The last chapter of the book, The Vanishing American Hobo (available here), is certainly the most overtly political of the lot. Kerouac explains how, as the twentieth century progresses, the rise of the surveillance state makes the hobo (that is, for our purposes, beatnik) redundant, since he finds the going far, far more difficult. Kerouac is witty, savage and acerbic. Consider, for instance:
“In America, camping is considered a healthy sport for Boy Scouts but a crime for mature men who have made it their vocation.”

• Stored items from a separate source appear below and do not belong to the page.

PR #530, opened 2026-07-27
[1.x] Use PHPStan 2

crynobone:


.github/workflows/tests.yml
```diff
@@ -159,7 +159,7 @@ jobs:
           composer update --prefer-dist --no-interaction --no-progress --${{ matrix.stability }}
 
       - name: Execute tests
-        run: vendor/bin/pest -vvv
+        run: vendor/bin/pest -vvv --exclude-group=db-upsert-alias
```
crynobone: Also fix tests CI where MySql 5.7 and MariaDB does not suppoet upsert alias.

There is a strong sense, in the essay, that with the disappearance of the hobo, a certain kind of freedom and a certain kind of spontaneity will also disappear. Whether that is something to be desired or not may be set aside for now; but this much is true: after a grand journey with Kerouac from the peaks of the Cascades to Southampton, and so much in between, one cannot help but feeling a powerful sympathy as well as admiration for the people who live – or lived – such lives. Whatever reasons there may be, their passing is something to mourn. Because now, as Kerouac says, in the last line of his book:
“The woods are full of wardens.”
I cannot recall a more powerful way to end a piece of work. And as I wandered through the Lake District the last three days, and saw among the wild woods and fells of Grasmere, seeing so many signs reading “PRIVATE PROPERTY – KEEP OUT”, I couldn’t but help feeling how, in those few words and that simple image, Kerouac has summed up one of the core predicaments of the 20th and 21st centuries.